In order to provide the statistical framework for the variance stabilizing transformations performed in this paper, we provide a simple example. When comparing two different samples called `A`

and `B`

for which we have 100 and 1000 reads respectively. Suppose there are only two types of taxa present, `OTU1`

and `OTU2`

, according to the following contingency table:

```
tab2 <- structure(c(62, 38, 500, 500), .Dim = c(2L, 2L), .Dimnames = list(c("OTU1",
"OTU2"), c("A", "B")))
tab2
```

```
## A B
## OTU1 62 500
## OTU2 38 500
```

Suppose now that we performed a rarefying procedure, which transforms the counts in sample `B`

so that their sum is now the same as sample `A`

. Further assume that our rarefying procedure perfectly reflects the original proportions. In practice it won't (see section on **Rarefying introduces additional sampling noise** below).

```
tab2r <- matrix(c(62, 38, 50, 50), 2, 2, dimnames = list(c("OTU1", "OTU2"),
c("A", "B")))
tab2r
```

```
## A B
## OTU1 62 50
## OTU2 38 50
```

Testing the two proportions according to a standard test is done either using a \( \chi^2 \) test or a Fisher exact test. Here are the results of both tests, for both the original and “rarefied” data.

```
chisq.test(tab2)
```

```
##
## Pearson's Chi-squared test with Yates' continuity correction
##
## data: tab2
## X-squared = 4.77, df = 1, p-value = 0.02897
```

```
fisher.test(tab2)
```

```
##
## Fisher's Exact Test for Count Data
##
## data: tab2
## p-value = 0.0272
## alternative hypothesis: true odds ratio is not equal to 1
## 95 percent confidence interval:
## 1.050 2.561
## sample estimates:
## odds ratio
## 1.631
```

```
chisq.test(tab2r)
```

```
##
## Pearson's Chi-squared test with Yates' continuity correction
##
## data: tab2r
## X-squared = 2.455, df = 1, p-value = 0.1171
```

```
fisher.test(tab2r)
```

```
##
## Fisher's Exact Test for Count Data
##
## data: tab2r
## p-value = 0.1169
## alternative hypothesis: true odds ratio is not equal to 1
## 95 percent confidence interval:
## 0.8949 2.9792
## sample estimates:
## odds ratio
## 1.628
```

Here is how to store the results of each test in a matrix.

```
chi0 = chisq.test(tab2)
fis0 = fisher.test(tab2)
chir = chisq.test(tab2r)
fisr = fisher.test(tab2r)
pvals = c(chi0$p.value, chir$p.value, fis0$p.value, fisr$p.value)
Ptab = matrix(round(pvals, 4), 2, 2, dimnames = list(c("original", "rarefied"),
c("Chi-Squared", "Fisher")))
Ptab
```

```
## Chi-Squared Fisher
## original 0.0290 0.0272
## rarefied 0.1171 0.1169
```

And here is how to translate that matrix into LaTeX table format:

```
library("xtable")
xtable(Ptab, digits = 4)
```

```
## % latex table generated in R 3.0.0 by xtable 1.7-1 package
## % Thu Aug 22 18:18:11 2013
## \begin{table}[ht]
## \centering
## \begin{tabular}{rrr}
## \hline
## & Chi-Squared & Fisher \\
## \hline
## original & 0.0290 & 0.0272 \\
## rarefied & 0.1171 & 0.1169 \\
## \hline
## \end{tabular}
## \end{table}
```

Regardless of the formatting, you can see from this table that the rarefied version of the data is no longer able to differentiate between the two samples. This is a loss of power induced solely by decreasing the sample size, which in-turn increases the confidence intervals corresponding to each proportion.
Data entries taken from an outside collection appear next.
PR #4539, opened 2026-06-02
MCR-6279 Fix routing for the help documentation page

vyakusha:
## Summary
In the previous ticket all existing links to help documentation are updated to reflect new routing: "/resources/help". In this ticket the code to silently promote "/help" to "/resources/help" is removed, since it is no longer needed. 

Also, when navigating to 404 page for logged in user (wrong url entered by user), the nav bar was briefly displayed due to user having undefined Auth status for a moment. Fixed that, which also takes care or MCR-6234

#### Related issues
[MCR-6279](https://jiraent.cms.gov/browse/MCR-6279)
[MCR-6234](https://jiraent.cms.gov/browse/MCR-6234)
## QA guidance
Now links: "/help", "/training" are treated as invalid and result in "404" page. Links "/resources/help" and "/resources/training" are recognized.

## PR Reminders

### DIFF
--- a/services/app-web/src/components/Header/Header.test.tsx
+++ b/services/app-web/src/components/Header/Header.test.tsx
@@ -176,6 +176,24 @@ describe('Header', () => {
                 ).not.toBeInTheDocument()
             })
         })
+
+        it('does not show public navigation while auth is still loading on an unknown route', async () => {
+            renderWithProviders(<Header authMode={'AWS_COGNITO'} />, {
+                routerProvider: {
+                    route: '/submissions/new/health-plan/stingray',
+                },
+                apolloProvider: {
+                    mocks: [],
+                },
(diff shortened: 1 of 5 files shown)


ruizajtruss (changes requested):
New links work like a charm but the invalid links just redirect to the homepage with a 403 error in the console instead of a 404 error page. If this was intended then ignore my comment, everything else lgtm 🚀

vyakusha:
> New links work like a charm but the invalid links just redirect to the homepage with a 403 error in the console instead of a 404 error page. If this was intended then ignore my comment, everything else lgtm 🚀 

@ruizajtruss I did fix it. Now for unauthenticated users/pages faulty route returns to the home page.

ruizajtruss (approved):
LGTM!

PR #4560, opened 2026-06-09
[MCR-6301] Script for generating dsnp submission report

ruizajtruss:
**DSNP submissions report**

  Adds a script to extract all DSNP contracts from the database and generate a `.csv` report.

  **What it does**
  - Pulls every submitted contract that is DSNP as of its latest submitted revision.
  - Output columns: Contract Name, State, contractID, federalAuthorities, rateMedicaidPopulations, dsnpContract, Initial Submission Date, Latest Submission Date.

  **Usage** — run from `scripts/dsnp-report/`:

  | Command | Result |
  |---|---|
  | `./generate-dsnp-report` | All DSNP contracts → `~/Documents/DSNP_Contracts_in_MC-Review.xlsx` |
  | `./generate-dsnp-report 2025-11-04` | Submitted on/after a date |
  | `./generate-dsnp-report 2025-11-04 2025-12-31` | Within a date range |
  | `./generate-dsnp-report 2025-11-04 --by latest` | Filter window on latest (vs initial) submission |


scripts/dsnp-report/dsnp_contracts.sql
```diff
@@ -0,0 +1,84 @@
...
+-- revision. All form data (federalAuthorities, programIDs, rate populations) is
+-- read from that same latest submission, so every field reflects the most
+-- up-to-date version. Contracts that have never been submitted are excluded.
+--
+-- Optional date filtering via the psql vars :from_date / :to_date (an empty
+-- string means unbounded). Pass both for a range, just :from_date for "that date
+-- onward", or neither for everything. :basis selects which submission date the
+-- window applies to: 'initial' (default) or 'latest'.
+
+WITH submitted_revs AS (
```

The simplest way to show this from our minimal example above is to repeat the rarefying procedure many times, rather than assume (as we did above) that the resulting proportions after rarefying will take their expected value. In practice, rarefying is a random procedure that is usually not repeated. There is no reason to expect that the proportions that resulted from rarefying will exactly match the originals, even in our simplest-case example of a community consisting of just two species in a 50/50 proportion.

```
# The number of times to repeat rarefying.
nreplicates = 100
rarefied = matrix(NA_integer_, nrow = nreplicates, ncol = 2, dimnames = list(1:100,
c("OTU1", "OTU2")))
for (i in 1:nreplicates) {
rarefied[i, ] <- table(sample(c(rep(1, 500), rep(2, 500)), 100, replace = FALSE))
}
hist(rarefied[, "OTU1"])
```

```
hist(rarefied[, "OTU2"])
```

Of course, the average of many repeated rarefying steps approaches the original proportions. However, as you can see in the histogram, there were many trials in which the result of rarefying deviated substantially from the original proportion, and this impacts our statistical inference downstream. Effectively this is added noise that we are artificially adding to the count values.